Masallı maarif takvimi | Adnan Saraçoğlu

Adı gibi güzel mi güzel bir masal Lori’nin Masalı. Ayşe’nin Kilimleri ve Büyükannemin Sarı Keçisi gibi seleflerinin gezindiği yerlerde; budunbilim ve halkbilimin terkisinde geziniyor. 

Yazıya böyle başlanmaz biliyorum, spotlar en baştan cömertçe saçılmaz ama a dostlar ben sevinçten ne yaptığımı biliyor muyum!

Gökyüzüne yakın, doğanın abecesine uyumlu yaşayan, güvercinlerle, kayısı ağaçlarıyla, çiçeklerle kuşlarla yarenlik eden Lori’yle tanışıyoruz daha ilk satırlarda. Rengarenk dünyasının başrolünde sarı var. Güneşin rengi, hazanın rengi, umudu dışlamayan hüznün rengi… Canı sıkılıyor, içindeki kuşlar ürkeyazıyor, kollarını açıp koşmak ona yaraşırken o büzüşüyor, korkuyor. Korkusunun sebebi alıştığı sınırsızlıktan , bildiğini okumaktan uzaklaşacak olması. Gözü ve gönlü göğe ayarlı Lori için yüksek duvarların ardında şakımak hiç kolay değil. Adına okul derler koca bir binada, sivri demirli duvarların gölgesinde, uyumsuz seslerin ve kalabalığın tam ortasında kalakalıyor Lori yalnızlığıyla başbaşa. Ana babasının, nineciğinin tatlı rüşvetleri bile yetmiyor gönlünü okşamaya. 

Neşesiz, tasalı, sessiz… ninesinin dizinde gönlü coşan Lori’den bir Kaf dağı ötede. 

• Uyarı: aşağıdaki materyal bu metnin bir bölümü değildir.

PR #9916, opened 2024-02-09
Desktop: #9870: Fixed command palette not properly showing non-latin-characters

### LINKED ISSUE #9870: Desktop: when non latin languages applied, command palette displays incorrect names
### Operating system

Linux

### Joplin version

2.14.12

### Desktop version info

Joplin 2.14.12 (prod, linux)

Client ID: 358e8a1fa2c24626bcba79c5ac4955e3
Sync Version: 3
Profile Version: 45
Keychain Supported: No

Revision: 2881993

Bidirectional Links: 0.1.2
Calendar: 1.0.0-rc2
CodeMirror 6 snippets: 0.0.4
Combine notes: 1.2.2
Conflict Resolution: 1.2.3
Convert Text To New Note: 1.5.1
Enhancement: 1.2.1
Kanban: 1.0.7
Note list (Preview): 0.4.0
Outline: 1.5.13
Quick HTML tags: 0.2.0
Quick Links: 1.3.0
Send snippet to different note: 1.0.0
Simple Backup: 1.3.6
Templates: 2.4.0

#### Description
when Joplin is set to non latin languages, command palette displays broken names for commands
#### screenshot
image
#### steps

1. Change language to non-latin layout for example Bulgarian
2. Navigate to command palette via `Ctrl+shift+:`
3. Scroll to the bottom
4. Observe broken names of commands

#### cast
https://github.com/laurent22/joplin/assets/44114323/2fbacc70-055d-43e4-b4fe-7e57489aa664

#### Notes
- same behavior observed on Windows 10
- if searched for specific command by its latin name (for example `setTags`), full names displays correctly
- behavior tested in Greek and Cyrillic langs (UKR, RUS, SERB)

### Expected behaviour

All commands to be displayed in user set language

pedr:
Fixes https://github.com/laurent22/joplin/issues/9870

Modify how the text highlight (`surroundKeywords` function) works in the command palette to properly render non latin characters.

image
image

### Description

There were two issues with this code, one happened when the keyword was set to an empty string. In this case our code in `surroundKeywords` would break the text on every character (that is why you see the codes in the original issue):

image

I thought the easiest solution would be to change the input rather than change the regex logic, so I'm filtering the empty strings out of the keywords object:
https://github.com/pedr/joplin/blob/c382ba9a61850e3f2914730af9f21122fbdbfb99/packages/app-desktop/plugins/GotoAnything.tsx#L420-L425

---

The other problem happened because we were escaping the characters before running the regex, the result was that we also would get a broken representation:

image

To fix this I changed the code to break the text into segments with the regex and join everything together again after escaping the content and adding prefixes and suffixes if required:

https://github.com/pedr/joplin/blob/c382ba9a61850e3f2914730af9f21122fbdbfb99/packages/lib/string-utils.ts#L256-L267

### Testing

I added some other automated test cases to the `surroundKeywords` function. 

The feature can also be tested by:

- Changing the language to one with non-latin-characters
- Opening the command palette
- Search for commands, the text should be readable and highlighted
- Search for tags, the text should be readable and highlighted

### DIFF
--- a/packages/lib/string-utils.test.ts
+++ b/packages/lib/string-utils.test.ts
@@ -24,6 +24,11 @@ describe('string-utils', () => {
 			'dfasdf', '[', ']', { escapeHtml: true }, '[d]fas[d]f',
 		],
 		[['zzz'], 'zzz<img src=q onerror=eval("require(\'child_process\').exec(\'mate-calc\');");>', 'a', 'b', { escapeHtml: true }, 'azzzb&lt;img src=q onerror=eval(&quot;require(&apos;child_process&apos;).exec(&apos;mate-calc&apos;);&quot;);&gt;'],
+		[['a'], 'non-latin-chars-éão', '<span>', '</span>', { escapeHtml: true }, 'non-l<span>a</span>tin-ch<span>a</span>rs-&eacute;<span>&atilde;</span>o'],
+		[['o'], 'Abrir diretório de perfis > (openProfileDirectory)', '<span>', '</span>', { escapeHtml: true },
+			'Abrir diret<span>&oacute;</span>ri<span>o</span> de perfis &gt; (<span>o</span>penPr<span>o</span>fileDirect<span>o</span>ry)'],
+		[[], '<>"\'&', 'a', 'b', { escapeHtml: true }, '&lt;&gt;&quot;&apos;&amp;'],
+		[[], '<>"\'&', 'a', 'b', { escapeHtml: false }, '<>"\'&'],
 	])('should surround keywords with strings (case %#)', (async (keywords, input, prefix, suffix, options, expected) => {
 		const actual = StringUtils.surroundKeywords(keywords, input, prefix, suffix, options);
 
--- a/packages/lib/string-utils.test.ts
+++ b/packages/lib/string-utils.test.ts
@@ -29,6 +29,7 @@ describe('string-utils', () => {
 			'Abrir diret<span>&oacute;</span>ri<span>o</span> de perfis &gt; (<span>o</span>penPr<span>o</span>fileDirect<span>o</span>ry)'],
 		[[], '<>"\'&', 'a', 'b', { escapeHtml: true }, '&lt;&gt;&quot;&apos;&amp;'],
 		[[], '<>"\'&', 'a', 'b', { escapeHtml: false }, '<>"\'&'],
+		[['a'], 'non-latin-chars-éão', '<<<', '>>>', { escapeHtml: false }, 'non-l<<<a>>>tin-ch<<<a>>>rs-é<<<ã>>>o'],
 	])('should surround keywords with strings (case %#)', (async (keywords, input, prefix, suffix, options, expected) => {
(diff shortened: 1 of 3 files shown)


packages/lib/string-utils.ts
```diff
@@ -251,8 +251,20 @@ export function surroundKeywords(keywords: KeywordType, text: string, prefix: st
...
+		.map((textSegment) => {
+			return {
+				text: textSegment,
+				shouldHighlight: keywordRegex.test(textSegment),
+			};
+		})
+		.reduce((highlightedText, textPart) => {
+			const nextPart = textPart.shouldHighlight ? `${prefix}${htmlentities(textPart.text)}${suffix}` : htmlentities(textPart.text);
+			return highlightedText + nextPart;
+		}, '');
```
personalizedrefrigerator:
```suggestion
		.map((textSegment) => {
			const encodedText = htmlentities(textSegment);
			if (keywordRegex.test(textSegment)) {
				return `${prefix}${encodedText}${suffix}`;
			} else {
				return encodedText;
			}
		}).join('');
```
Doing this without a `.map -> .reduce` might be more readable :).

packages/lib/string-utils.test.ts
```diff
@@ -24,6 +24,11 @@ describe('string-utils', () => {
 			'dfasdf', '[', ']', { escapeHtml: true }, '[d]fas[d]f',
 		],
 		[['zzz'], 'zzz<img src=q onerror=eval("require(\'child_process\').exec(\'mate-calc\');");>', 'a', 'b', { escapeHtml: true }, 'azzzb&lt;img src=q onerror=eval(&quot;require(&apos;child_process&apos;).exec(&apos;mate-calc&apos;);&quot;);&gt;'],
+		[['a'], 'non-latin-chars-éão', '<span>', '</span>', { escapeHtml: true }, 'non-l<span>a</span>tin-ch<span>a</span>rs-&eacute;<span>&atilde;</span>o'],
+		[['o'], 'Abrir diretório de perfis > (openProfileDirectory)', '<span>', '</span>', { escapeHtml: true },
```
personalizedrefrigerator, line 28: Be sure to double-check the `escapeHtml: false` case!

If I add the following test case, it fails for me:
```suggestion
		[['a'], 'non-latin-chars-éão', '<<<', '>>>', { escapeHtml: false }, 'non-l<<<a>>>tin-ch<<<a>>>rs-é<<<ã>>>o'],
		[['o'], 'Abrir diretório de perfis > (openProfileDirectory)', '<span>', '</span>', { escapeHtml: true },
```

personalizedrefrigerator (changes requested):

packages/lib/string-utils.test.ts
pedr: thanks, herny, I will look into it

packages/lib/string-utils.ts
pedr: Of course, I will simplify this.

pedr:
PR is ready to review again.

laurent22:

İlk yıldızlar ışıltıyla yere selam salarken anlatmaya başlayan ninesinin masalları hem hayallerinin hem de neşesinin yakıtı. Sevildiği yerde, ahenkle dizilen seslere konmuş nine masalları. Varlığına anlam katan görüntüleri, düşleri sese çeviren nine hüneri, nine  bilgeliği…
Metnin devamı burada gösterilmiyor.